Whilst having a spot of leave in 2008, Edge was gathering wood for the winter and became slightly alarmed at the amount of vermin occupying the cottage’s out-houses. They hadn’t made inroads into their home yet, but it was only a matter of time. He discussed it with Moira.
“Why don’t we get a cat?” she suggested.
“I don’t like cats.”
“It can be like a farm cat, which lives outside. We probably won’t even see it, except to feed it once a day. I’ve heard you have to give them some food to stimulate hunting.”
Edge reluctantly agreed and Moira came home with a tabby kitten in a shoe box. Sarah and Frances were delighted and wanted to call him Willum after Pusscat Willum. Again Edge put his foot down and Monty, Ratter Class One joined the family. Predictably, he became a pet with part-time rodent prevention duties, but he was spoiled. He showed his gratitude as a kitten by pissing on Edge’s Buffalo jacket.
As the end of Edge’s Army career approached, he elected to return to his Donor Regiment for resettlement as he wanted to avoid security jobs. Or rather the Mercian Regiment as the Worcestershire and Sherwood Foresters Regiment no longer existed. He was a stranger in their midst and widely distrusted because of his background.
As his terminal leave approached, Edge became despondent as he had promised Moira that they would settle in Devon, and being effectively rootless, it was his home as well. But jobs were of a seasonal nature in that part of the country and permanent employment was few and far between for a man of Edge’s “talents.” Like very many ex-Service men and women, he was poor at selling himself and found it difficult to transfer his experiences and training into key outputs and core skills required on the job application forms.
Moira’s father had made a very successful business supplying agricultural machinery and products to the smaller farms with smaller, enclosed fields in that part of the world. His daughter moved into action, hinting, badgering and in the end begging her father to give Edge a job. Her father relented as much for his daughter’s sake as the desire to see Edge dependent on him. He offered him the job of delivery driver, take-it-or-leave it. Edge took it and hated himself for it. Part of him resented Moira as well.
He was sitting in front of the wood burner, cradling a large glass of red wine, staring morosely into the flames. He was due to start work the following Monday. Moira sat next to him and stroked his cheek affectionately.
“Don’t worry, Mark. It’s a new chapter of your life opening, a safer one,” She nuzzled in close to his neck.
Edge played with her ear and smiled at her, but she noticed that lately, the warmth never seemed to reach his eyes.
One hot August day, Edge was sent on a longer delivery run to Cornwall that would take a couple of days. Moira was off work because the glass factory was temporally closed as the furnaces and kilns were being reconditioned. She had been tidying the children’s bedrooms while they were at school. She didn’t hear the pick-up drive into the yard, but became aware of someone hammering on the cottage door. She went down to open it. It was Daniel Copeland.

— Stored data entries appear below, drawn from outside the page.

PR #1445, opened 2020-05-24
Restore Defaults is applied only on OK pressed

### LINKED ISSUE #1415: Shouldn't Preferences > Restore Defaults give the user a chance to confirm?
Building from source
Debian sid

**Issue description**:
Screenshot from 2020-05-16 09-30-36

When I hit the Restore Defaults button, synfig restores everything back to factory settings AND saves it without the user either confirming the changes with OK button or Canceling the changes.

My expected outcome for Restore Defaults is
1. Change to factory default values
2. Wait for the user to either
    - Confirm the change (OK)
                    or
    - Revert the change (Cancel)

FirasH:
Fixes #1415

### DIFF
--- a/synfig-studio/src/gui/instance.cpp
+++ b/synfig-studio/src/gui/instance.cpp
@@ -758,7 +758,7 @@ Instance::safe_revert()
 	{
 		if (!App::dialog_message_2b(
 			_("Revert to saved"),
-			_("You will lose any changes you have made since your last save."
+			_("You will lose any changes you have made since your last save. "
 				"Are you sure?"),
 			Gtk::MESSAGE_QUESTION,
 			_("Cancel"),
--- a/synfig-studio/src/gui/app.cpp
+++ b/synfig-studio/src/gui/app.cpp
@@ -2289,48 +2289,6 @@ void App::edit_custom_workspace_list()
 }
 
 void
-App::restore_default_settings()
-{
-	std::ostringstream temp_time_format;
-	temp_time_format << Time::FORMAT_FRAMES;
-	synfigapp::Main::settings().set_value("pref.time_format",                    temp_time_format.str());
-
-	synfigapp::Main::settings().set_value("pref.distance_system",                "pt");
-	synfigapp::Main::settings().set_value("pref.file_history.size",              "25");
-	synfigapp::Main::settings().set_value("pref.autosave_backup",                "1");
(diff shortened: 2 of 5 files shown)


FirasH:
Includes also a missing space in the Revert to saved confirm dialog.

FirasH:
There is a functional issue with the current implementation.

Some values have their signal connected to a function which does change the settings of Synfig.
This means that if for example autosave is disabled, when `Cancel` is pressed it won't be reverted to current settings:
https://github.com/synfig/synfig/blob/6d3f75ffc8a3450587c8105a738e1b6db79f7956/synfig-studio/src/gui/dialogs/dialog_setup.cpp#L829-L834

Probably the best way to deal with it is to remove those parts that in practice don't give any advantage to the user.

Keyikedalube:
I think these portions of code are safe to be removed when you do your final code cleanup:
- https://github.com/FirasH/synfig/blob/75fd11d512a23b38910efec2c2dbd35382e9d986/synfig-studio/src/gui/app.cpp#L2271-L2310
- https://github.com/FirasH/synfig/blob/75fd11d512a23b38910efec2c2dbd35382e9d986/synfig-studio/src/gui/app.h#L345

synfig-studio/src/gui/instance.cpp
```diff
@@ -974,7 +974,7 @@ Instance::safe_revert()
 	{
 		if (!App::dialog_message_2b(
 			_("Revert to saved"),
-			_("You will lose any changes you have made since your last save."
+			_("You will lose any changes you have made since your last save. "
```
ice0, line 977: Is extra space needed?

rodolforg: It's because "are you share" ;)
Maybe a newline `\n` would be better.

FirasH: Without the space here is how they look:
no_space

ice0: New line as suggested by @rodolforg would be better, but that is ok too.

FirasH:
@ice0 this request is ready. Do you need me to force-push it?

ice0:
@FirasH yes, can you rebase it?

FirasH:
> @FirasH yes, can you rebase it?

Done :+1:

ice0:
Merged. Thank you!

PR #1446, opened 2020-05-24
[Lottie Exporter] Add support for radial gradient layer

saurabh-ramola:
@AnishGG , Radial Gradient layer is now complete. Can you please test it and let me know if it is correct?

“Oh, it’s you. What do you want, Daz and what are you doing here?”
“Your old Dad asked me to keep an eye on you, seeing as how Mark’s away for a couple of days.”

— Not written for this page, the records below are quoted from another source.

PR #1461, opened 2020-06-01
Check if target output has same name as existing files

### LINKED ISSUE #1360: Ask for confirmation before overwriting exported target
Master: ccf39ec

**Issue description**:
When exporting an animation to any arbitrary target, Synfig Studio never informs the user if the action is going to overwrite an existing file.

I suggest to add one check (for example with a popup dialog), before proceeding with the rendering of the target.

<bountysource-plugin>

---
Want to back this issue? **[Post a bounty on it!](https://www.bountysource.com/issues/91175546-ask-for-confirmation-before-overwriting-exported-target?utm_campaign=plugin&utm_content=tracker%2F321991&utm_medium=issues&utm_source=github)** We accept bounties via [Bountysource](https://www.bountysource.com/?utm_campaign=plugin&utm_content=tracker%2F321991&utm_medium=issues&utm_source=github).
</bountysource-plugin>

FirasH:
Fixes #1360

### DIFF
--- a/synfig-studio/src/gui/render.cpp
+++ b/synfig-studio/src/gui/render.cpp
@@ -449,7 +449,7 @@ RenderSettings::check_target_destination()
 	}
 	else
 	{
-		message = strprintf(_("\"%d\" files with the same name already exist. "
+		message = strprintf(_("%d files with the same name already exist. "
 							"Do you want to replace them?"),
 							n_frames_overwrite);
 	
--- a/synfig-studio/src/gui/render.cpp
+++ b/synfig-studio/src/gui/render.cpp
@@ -384,9 +384,6 @@ RenderSettings::check_target_destination()
 		return false;
 	}
 	
-	struct stat s;
-	int stat_return = -1; //Default to error
-	
 	//Retrieve current render settings
 	RendDesc rend_desc(widget_rend_desc.get_rend_desc());
 	
@@ -428,7 +425,8 @@ RenderSettings::check_target_destination()
 	}
 	
 	//Check name of target or first image of the sequence
-	stat_return = stat(full_name.c_str(), &s);
+	struct stat s;
+	int stat_return = stat(full_name.c_str(), &s);
 	
 	//Error on the selected path	
 	if(stat_return == -1 && errno != ENOENT)
--- a/synfig-studio/src/gui/render.cpp
+++ b/synfig-studio/src/gui/render.cpp
@@ -340,10 +340,7 @@ bool
 RenderSettings::check_target_destination()
 {
 	String filename=entry_filename.get_text();
-	String full_name(filename); //include eventually sequence_separator + time for image sequences
 	calculated_target_name=target_name;
-	
-	int n_frames_overwrite = 0;
 
 	if(filename.empty())
 	{
@@ -384,6 +381,11 @@ RenderSettings::check_target_destination()
 		return false;
 	}
 	
+	String full_name(filename); //include possible sequence_separator + time for image sequences
+	String extension(filename_extension(filename));
+	bool ext_multi_file = false; //output target is an image sequence
+	int n_frames_overwrite = 0;
+	
 	//Retrieve current render settings
 	RendDesc rend_desc(widget_rend_desc.get_rend_desc());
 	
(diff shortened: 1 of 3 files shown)


FirasH:
In case of an image sequence only the first output file name is checked, not the whole sequence.

Example scenario:
- existing files with numbering from 0010 to 0050
- export image sequence from 0009 to 0080
this will overwrite without warning the user (as in all cases without this patch)

If the structure of the code make sense, this last check should imho be implemented to avoid an error and overwrite a portion of a previously rendered sequence.

synfig-studio/src/gui/render.cpp
```diff
@@ -348,11 +349,89 @@ RenderSettings::on_render_pressed()
...
+	ext_multi_it = ext_multi.find(calculated_target_name);
+	
+	//calculated_target_name is a candidate with known output target (not Auto)
+	if(ext_multi_it != ext_multi.end())
+	{
+		//Image sequence: filename + sequence_separator + time
+		if(!toggle_single_frame.get_active() &&
+				(rend_desc.get_frame_end() - rend_desc.get_frame_start()) > 0)
+			full_name = filename_sans_extension(filename) +
+				App::sequence_separator +
```
FirasH, line 375: Maybe better to use `tparam.sequence_separator`?

FirasH:
> I don't like long functions (class methods) with multiple purposes.
> Maybe you should separate the image-sequence part?

I can move the part of the function used to check the file name etc. to another method, maybe something like `RenderSettings::check_target_destination()`?

> Actually, I think target codec itself should give us the hint if it outputs image sequence (maybe with the given target parameters). What do you think?

mmm, if I get what you mean we could use `tparam.video_codec` instead of checking for the matching `calculated_target_name`?

FirasH:
The code works, I'll try to squash it as much as possible.

Some notes:
- as @rodolforg said it is easier to use `Glib::file_test()`, need to replace that
- check if using `tparam.video_codec` simplifies drastically the implementation without the need to use that long `if-else` statement (or some other viable solution could do as well)

Any advice is welcome :grin:.

FirasH:
The long `if-else` is necessary because if the target is not explicitly selected (left on `Auto`) Synfig has to figure out the format to use.

In some cases, the same extension could have a sequence or not, like `.png` for an image sequence of `png` or a single file for `png-spritesheet`.

synfig-studio/src/gui/render.cpp
```diff
@@ -339,39 +374,116 @@ RenderSettings::on_render_pressed()
...
+	//If format is selected in comboboxtext_target
+	std::map<std::string,std::string> ext_multi = {{"bmp",".bmp"},{"cairo_png",".png"},
+					{"imagemagick",".png"}, {"jpeg",".jpg"},{"mng",".mng"},
+					{"openexr",".exr"},{"png",".png"},{"ppm",".ppm"}};
+	
+	std::map<std::string,std::string>::iterator ext_multi_it;
+	ext_multi_it = ext_multi.find(calculated_target_name);
+	
+	//calculated_target_name is a candidate with known output target (not Auto)
+	if(ext_multi_it != ext_multi.end())
```
rodolforg, line 400: Do you see both if-else branches share a lot of same code?
Can you "optimize" it? Avoiding code repetition is good.

rodolforg:
> mmm, if I get what you mean we could use `tparam.video_codec` instead of checking for the matching `calculated_target_name`?

I think Target class _should_ provide a way to tell what is supported by target rendering:

- export as movie, image sequence or static image (single frame or an atlas (like spritesheet) or none
- export sound or not
- alpha as background or not
- what params are supported - currently they're are hardcoded in synfigstudio gui, instead of provided by target implementation

FirasH:
> I think Target class _should_ provide a way to tell what is supported by target rendering:
> 
>     * export as movie, image sequence or static image (single frame or an atlas (like spritesheet) or none
> 
>     * export sound or not
> 
>     * alpha as background or not
> 
>     * what params are supported - currently they're are hardcoded in synfigstudio gui, instead of provided by target implementation
> 
>     * maybe something more?

That is for sure a more complete solution.
If we want to do that the parameters of the target should be assigned **before** checking if other files have the same name and then use that info instead of searching for it.

Currently the target is defined in `submit_next_render_pass()`, this means that we can get info from target only **after** rendering has started (and their parameters assigned).

Correct me if I'm wrong :+1:

FirasH:
A sneak peek of current implementation:
target overwrite sneak peek

synfig-studio/src/gui/render.cpp
```diff
@@ -339,39 +371,104 @@ RenderSettings::on_render_pressed()
...
-	render_passes.clear();
-	if (toggle_extract_alpha.get_active())
+	
+	String full_name(filename); //include possible sequence_separator + time for image sequences
+	String extension(filename_extension(filename));
+	bool ext_multi_file = false; //output target is an image sequence
+	int n_frames_overwrite = 0;
+	
+	//Retrieve current render settings
+	RendDesc rend_desc(widget_rend_desc.get_rend_desc());
```
rodolforg, line 390: It could be a const reference instead of copy.

synfig-studio/src/gui/render.cpp
```diff
@@ -339,39 +371,104 @@ RenderSettings::on_render_pressed()
...
+					{".jpg"},{".exr"},{".ppm"}};
+	
+		ext_multi_file = (find(ext_multi_auto.begin(), ext_multi_auto.end(),
+				filename_extension(filename)) != ext_multi_auto.end());
+	}
 
-	} else {
-		render_passes.push_back(make_pair(TARGET_ALPHA_MODE_KEEP, filename));
+	//Image sequence: filename + sequence_separator + time
+	if(!toggle_single_frame.get_active() && ext_multi_file &&
```
rodolforg, line 418: I wonder if it would be better to place this `if` statement before investigate if it is a multiple-files target.
`if(!toggle_single_frame.get_active() && (rend_desc.get_frame_end() - rend_desc.get_frame_start()) > 0)`

rodolforg:
> A sneak peek of current implementation:

Why the quotes around the number of overwritten files?

FirasH:
> > A sneak peek of current implementation:
> 
> Why the quotes around the number of overwritten files?

There isn't any particular reason, just a left over from a copy-paste.
I'll remove them.

synfig-studio/src/gui/render.cpp
FirasH: I think I can simplify it a bit and move the condition to avoid useless checks.

synfig-studio/src/gui/render.cpp
FirasH: not really sure how to do that

FirasH:
> So much better to read :)
> 
> I could not test it though; did you test with spritesheet target?

`png-spritesheet` wasn't correctly detected, not it's fixed.

Tested with all formats and seems working correctly.

synfig-studio/src/gui/render.cpp
```diff
@@ -339,39 +371,100 @@ RenderSettings::on_render_pressed()
...
+		ext_multi_it = ext_multi.find(calculated_target_name);
+	
+		//calculated_target_name is a candidate with known output target (not Auto)
+		if(ext_multi_it != ext_multi.end())
+		{
+			extension = ext_multi_it->second;
+			ext_multi_file = true;
+		}
+		//otherwise Auto is selected
+		else if(calculated_target_name != "png-spritesheet")
```
FirasH, line 410: Better to move this check before to avoid useless nesting of conditions

synfig-studio/src/gui/render.cpp
```diff
@@ -339,39 +371,100 @@ RenderSettings::on_render_pressed()
...
+	{
+		message = strprintf(_("A file named \"%s\" already exists. "
+							"Do you want to replace it?"),
+							basename(filename).c_str());
 	
-	progress_logger->clear();
-	submit_next_render_pass();
+		details = strprintf(_("The file already exists in \"%s\". "
+							"Replacing it will overwrite its contents."),
+							basename(dirname(filename)).c_str());
```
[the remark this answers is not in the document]
FirasH: Used that because it's the same thing used for `.sif` files:
https://github.com/synfig/synfig/blob/b6995dc5864f43239b4e5ac9b119222328af6af1/synfig-studio/src/gui/instance.cpp#L545-L552

FirasH:
> Last note: Not required but a must: If user chooses to select another filename, set focus to `entry_filename`

Actually the whole dialog is out of focus if `Use Another Name...` is selected... Not sure why, I'll take a look.

rodolforg:
> > Last note: Not required but a must: If user chooses to select another filename, set focus to `entry_filename`
> 
> Actually the whole dialog is out of focus if `Use Another Name...` is selected... Not sure why, I'll take a look.

You can force with `Widget::grab_focus()`.

synfig-studio/src/gui/render.cpp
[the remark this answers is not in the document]
rodolforg: Ouch.

FirasH:
> > > Last note: Not required but a must: If user chooses to select another filename, set focus to `entry_filename`
> > 
> > 
> > Actually the whole dialog is out of focus if `Use Another Name...` is selected... Not sure why, I'll take a look.
> 
> You can force with `Widget::grab_focus()`, I suppose.

I can set the window to active using `present()`. Happens also when selecting the destination with `Choose...`.

`entry_filename.grab_focus()` does select the whole string of the destination, although I'm not sure how useful would that be.

synfig-studio/src/gui/render.cpp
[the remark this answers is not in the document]
FirasH: Maybe is better to use absolute path?

rodolforg:
> `entry_filename.grab_focus()` does select the whole string of the destination, although I'm not sure how useful would that be.

I think it's to enforce the feedback what user chose.

synfig-studio/src/gui/render.cpp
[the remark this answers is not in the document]
rodolforg: If so, as it can be long, it would be better to place in a separated line.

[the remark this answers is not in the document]
FirasH: I fixed a couple of things but still there's this minor issue (IMHO that's why it's all on a single line):
new_line_path
The text is centered. We could place it to the left somehow, but still in case of an RTL language it wouldn't be good looking either...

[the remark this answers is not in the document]
FirasH: btw if it's very long, it breaks the line on the slash without increasing the size of the dialog.

FirasH:
@rodolforg I think everything is ready, let me know what you think

rodolforg:
I think it is ;)
Thank you!

ice0:
Merged. Thank you!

“As you can see, I’m fine. How did you know I wasn’t at work?”
“Like I said, your Dad asked me to make sure you’re OK and here I am, making sure.”
“I’m truly grateful to both of you, now if you’ll excuse me.”
“I’ve driven all the way from Tiverton and I could murder a drink, Moira.”
She hesitated and I could hear the doubt in her voice.
“Just a quick cuppa,” he wheedled.
“You’ll have to make it quick coz I’m very busy, Daz.”
“Thanks, it’s hot out there and I’m parched.”
She made him a tea that he would never drink. In the end she ejected him from the house at knife point, him with a bleeding neck and torn shirt, her with a bruised and aching breast. She decided never to tell Edge what had happened because she feared the repercussions. It was the worst mistake she ever made.